Forgive me as I indulge in some fantasy-fan geekery for just one paragraph:

Those who explored beyond The Lord of the Rings to Middle-Earth’s cosmic origin stories (The Silmarillion) know that Tolkien wrote about the world’s first age as a time of Elves, Dwarves, Men, and angelic beings called Ainur. They were made by beings called Eru Ilúvatar and Vala Aulë, and given life by a deity called Eru. Eru made all the available “stuff” of creation, but those beings that he made were now meant to get busy making more. Their purpose in the cosmos was an activity called “sub-creation.” Evil began when one of those angelic beings stopped collaborating and broke away. Lo… dissonance! He cultivated an illusion that he was a supreme being himself, fashioning obedient drones to serve him. But the whole endeavor was corrupt — he lacked the ability to duplicate Eru’s creative creatures, and he wouldn’t have allowed them anyway. Thus where Eru’s world flourished, his own territories were dark and desolate.
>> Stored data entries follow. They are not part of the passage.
PR #473, opened 2019-06-21
Add default bridge id for bridge port id of type PORT in virtual switch

kcudnik:


vslib/src/sai_vs_switch_BCM56850.cpp
```diff
@@ -436,9 +438,17 @@ static sai_status_t create_qos_queues_per_port(
         CHECK_STATUS(vs_generic_create(SAI_OBJECT_TYPE_QUEUE, &queue_id, switch_object_id, 0, NULL));
 
         queues.push_back(queue_id);
-    }
 
-    sai_attribute_t attr;
+        attr.id = SAI_QUEUE_ATTR_TYPE;
+        attr.value.s32 = SAI_QUEUE_TYPE_ALL;
```
lguohan: >SAI_QUEUE_TYPE_ALL [](start = 25, length = 18)

why type all. Usually, the first 10 are type unicast and the latter 10 are type multicast.

kcudnik:
sure will update

vslib/src/sai_vs_switch_BCM56850.cpp
kcudnik: done

kcudnik:
test this please

PR #476, opened 2019-06-24
Make sairedis/syncd synchronous

kcudnik:


lib/src/sai_redis_generic_get.cpp
```diff
@@ -205,7 +205,7 @@ sai_status_t internal_redis_generic_get(
             const std::string &op = kfvOp(kco);
             const std::string &opkey = kfvKey(kco);
 
-            SWSS_LOG_DEBUG("response: op = %s, key = %s", opkey.c_str(), op.c_str());
+            SWSS_LOG_INFO("response: op = %s, key = %s", opkey.c_str(), op.c_str());
```
qiluo-msft: too verbose?

lib/src/sai_redis_generic_remove.cpp
```diff
@@ -118,10 +118,10 @@ sai_status_t internal_redis_bulk_generic_remove(
         }
 
         /*
-         * Capital 'C' stands for bulk CREATE operation.
+         * Capital 'R' stands for bulk CREATE operation.
          */
 
-        recordLine("C|" + str_object_type + joined);
+        recordLine("R|" + str_object_type + joined);
```
qiluo-msft: >R [](start = 20, length = 1)

Is there a wiki page to summarize all the special char used in recording? If not, please create one.

Alternatively, how about centralized the definition in one header file and use constants or macros in code?

lib/src/sai_redis_switch.cpp
```diff
@@ -267,7 +267,7 @@ sai_status_t redis_set_switch_attribute(
                 return SAI_STATUS_SUCCESS;
 
             case SAI_REDIS_SWITCH_ATTR_USE_PIPELINE:
-                g_asicState->setBuffered(attr->value.booldata);
+                // g_asicState->setBuffered(attr->value.booldata); // this is ignored in sync mode
                 return SAI_STATUS_SUCCESS;
```
qiluo-msft: >SAI_STATUS_SUCCESS [](start = 23, length = 18)

SAI_STATUS_NOT_SUPPORTED ?

meta/saiserialize.cpp
```diff
@@ -1,7 +1,11 @@
 #include "sai_serialize.h"
 #include "meta/sai_meta.h"
 #include "swss/tokenize.h"
+#pragma GCC diagnostic push
+#pragma GCC diagnostic ignored "-Wshadow"
 #include "swss/json.hpp"
```
qiluo-msft: Add pragma into header file directly so others could also benefit?

lib/src/sai_redis_generic_remove.cpp
jipanyang: Could we set such a rule that,  small letter means request, capital letter is for response? 
 Ex:  
```
g/G(get request/Get response), 
c/C (create request/create reponse).  
r/R(remove request/Remove response).  
s/S(set request/Set reponse)
b/B(buld create/Bulk create response)
e/E(bulk remove request/Bulk remove response)
m/M(bulk set request/Buld set reponse)
```

lib/src/sai_redis_generic_get.cpp
kcudnik: maybe not, normally its a NOTICE anyway

lib/src/sai_redis_generic_remove.cpp
kcudnik: actually m/M should be removed since it's not SAI api call, its's request for counters subscription now, and recording should log only sai call's
also single 'b' is not good enough since you can have bulk remove, bulk create and so on

lib/src/sai_redis_switch.cpp
kcudnik: yes

meta/saiserialize.cpp
kcudnik: this is in swss-common repo, also new update to json would need to keep this but sure i can add

kcudnik:
@jipanyang  yes i have performance, send in email

vslib/src/sai_vs_hostintf.cpp
```diff
@@ -21,7 +21,11 @@
 #include <net/if_arp.h>
 #include <linux/if_ether.h>
 
+#pragma GCC diagnostic push
+#pragma GCC diagnostic ignored "-Wshadow"
```
stcheng: it's separated from this PR;
meanwhile, i'm wondering if we want to upgrade the version of this `json.hpp` file to a newer one.

kcudnik: if i remember there were some compiling issues with newer one thats why we stick with this one but you can take a look, im adding this since gcc 9.1 is complaining

meta/saiserialize.cpp
qiluo-msft: any follow up?

kcudnik: working on it

kcudnik: https://github.com/Azure/sonic-swss-common/pull/292

lguohan:
can you make this optional so that we do not need to turn it on by default for now?

kcudnik:
Do you mean compile time optional or dynamic optional ?
notice that there are 2 independent components changed there syncd and sairedis
so if dynamic on/off then they would need to be switched independently and both of them in syncd and OA

syncd/syncd.cpp
```diff
@@ -3150,6 +3194,8 @@ void printUsage()
     std::cout << "    -m --portmap"             << std::endl;
     std::cout << "        Specify port map file" << std::endl;
 #endif // SAITHRIFT
+    std::cout << "    -s --syncMode"             << std::endl;
```
lguohan: if we have option in SAI redis to pass syncmode from orchagent, why do you add option in syncd to enable/disable syncd mode?

kcudnik: as mentioned those are 2 independent modules, you need to enable sync mode in both of them independently

lib/src/sai_redis_generic_remove.cpp
qiluo-msft: Thanks @jipanyang ! I still suggest to maintain it as any of the below options:
1. code comment or Github wiki page and referred by code comment.
2. centralized the definition in one header file and use constants/macros/enums in code?

Nowadays it is hard to find, and easy to conflict.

A flourishing world is a harmoniously creative world, not one in which a sub-creator stifles freedom and relationship. Individualism leads to anarchy, meaninglessness, and death. Life is meant to be symphonic, a community that balances improvisation and cooperation, under the guidance of a benevolent conductor.

This was how Tolkien designed his fictional cosmos. And he believed it reflected what human beings do with their imaginations in a world created by, and governed by, God. In exercising our own creative impulses we both reflect, glorify, and enter into intimacy with our creator. Madeleine L’Engle echoed this idea in what remains for me the most rewarding book on the subject of faith and art — Walking on Water — “God is constantly creating, in us, through us, with us, and to co-create with God is our human calling.”
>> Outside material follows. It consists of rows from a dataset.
PR #480, opened 2019-06-25
[syncd_init_common.sh] fix fast reboot backwards compatibility

stepanblyschak:
We should handle both cases for backward-compatible with 201803:
 - fast-reboot
 - SONIC_BOOT_TYPE=fast-reboot

Signed-off-by: Stepan Blyschak <stepanb@mellanox.com>

### DIFF
--- a/syncd/scripts/syncd_init_common.sh
+++ b/syncd/scripts/syncd_init_common.sh
@@ -24,16 +24,14 @@ fi
 # Use temporary view between init and apply
 CMD_ARGS+=" -u"
 
-BOOT_TYPE="$(cat /proc/cmdline | grep -o 'SONIC_BOOT_TYPE=\S*' | cut -d'=' -f2)"
-
-case "$BOOT_TYPE" in
-  fast-reboot)
-     FAST_REBOOT='yes'
-    ;;
-  fastfast)
+case "$(cat /proc/cmdline)" in
+  *fastfast*)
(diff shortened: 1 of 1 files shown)


syncd/scripts/syncd_init_common.sh
```diff
@@ -24,17 +24,15 @@ fi
...
 
-BOOT_TYPE="$(cat /proc/cmdline | grep -o 'SONIC_BOOT_TYPE=\S*' | cut -d'=' -f2)"
-
-case "$BOOT_TYPE" in
-  fast-reboot)
-     FAST_REBOOT='yes'
-    ;;
-  fastfast)
+case "$(cat /proc/cmdline)" in
+  *fastfast*)
```
qiluo-msft: >fastfast [](start = 3, length = 8)

Be more specific `SONIC_BOOT_TYPE=fastfast`

syncd/scripts/syncd_init_common.sh
```diff
@@ -24,17 +24,15 @@ fi
...
     if [ -e /var/warmboot/warm-starting ]; then
         FASTFAST_REBOOT='yes'
     fi
     ;;
+  *fast*)
```
qiluo-msft: >fast [](start = 3, length = 4)

This one is also too general. We can match for 2 patterns:

1. `*SONIC_BOOT_TYPE=fast*`
2. `*fast-reboot*`

PR #483, opened 2019-07-01
Process flex counters requests in separate thread

kcudnik:


lguohan:
@wendani , can you take a look?

syncd/syncd.cpp
```diff
@@ -2954,25 +2957,98 @@ void processFlexCounterGroupEvent(
...
+    {
+        swss::KeyOpFieldsValuesTuple kco;
+
+        if (tryPopFlexCounterEvent(kco))
+        {
+            if (!processFlexCounterEvent(kco))
+            {
+                // event was not successfully processed, put it again to the queue
+
+                pushFlexCounterEvent(kco);
```
wendani: This may upset the event sequence in the processing failure case. The processing failure case, however, is the problem you would like to solve.

For the flex counter table in particular, it typically contains the counter id list that is expected to remain static and unchanged after SET. We should not see any two operations on the same key in the queue at the same time, although there leaves the possibility of running into such a sequence problem.

If we enqueue at the front and retry, we can avoid the event sequence problem. However, we may experience head of line blocking until the event processing retry succeeds.

syncd/syncd.cpp
```diff
@@ -2954,25 +2957,98 @@ void processFlexCounterGroupEvent(
...
+            }
+        }
+
+        sleep(1);
```
wendani: Can we wake up every 1 second only if there is a processing event failure?  In other cases, we wake up on an enqueue event. Flex counter table event should be very rare after the initialization.

kcudnik: this is actually overkill to make other thread and condition variable to wait for specific event, also making that event, also don't guarantee that this event will be processed after second select will create rif port, so there must be wait somewhere anyway

syncd/syncd.cpp
kcudnik: i don't get the problem you described here, all those issues with counters are present here which we want to workaround because they are executed on the same channel and can be picked up by select  independently, and i stated at the beginning that subscribe to the counter is broken design and of course you can came up with scenario that can break even this workaround, since you need to wait for RIF to be created and for example potentially not destroyed and created again, which all would be solved when syncd would become synchronous on which i already send  PR

lguohan:
@kcudnik , can you resolve the conflict?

You’d hope to explore ideas like these in films based on Tolkien’s work. But Peter Jackson fails to understand some of these ideas, and openly rejects others. (I’ve asked him, and his answers were disillusioning.) Thus, the big-screen desolation of Tolkien’s saga.

So what a crazy surprise it is to find Tolkien’s ideas at work in a movie about LEGOs. More than any movie I saw in the preceding year, this super-branded blockbuster — totally bananas with pop culture references, bursting with the stuff of a merchandising bonanza — has set my mind on ideas to live by.

What is the piece of resistance? It’s simple, actually. And quite profound, if you think about it. It’s a limitation set on authority to prevent the abuse of power, so that no one’s freewill is crushed, no community is forced into conformity, and no limits are set on the imagination.

God’s LEGOs are the stuff of creation. His children are meant to collaborate with him. The future is playtime. And yeah — in the grand scheme of things, everything is awesome.

I don’t know how much of this Lord and Miller had in mind when they made this movie. Artists often reveal more than they ever intended. The LEGO Movie certainly doesn’t feel like the result of heavy, philosophical dialogue. It feels like the fruit of childlike imaginations collaborating and improvising, guided by the wisdom of experience. Thus, every scene sparks with inspiration and ideas that will go on rewarding subsequent viewings for years to come.

As the end credits rolled, I turned to Ezra. He’s five-and-a-half years old. I needed to know — for all of this film’s interest in reaching adults, how does it play for those moviegoers who probably play with LEGOs on a regular basis?

“Well, Ezra? What did you think? Did you have a favorite part?”

He looked at me with all the gravity of a seasoned film critic and answered, “All of it.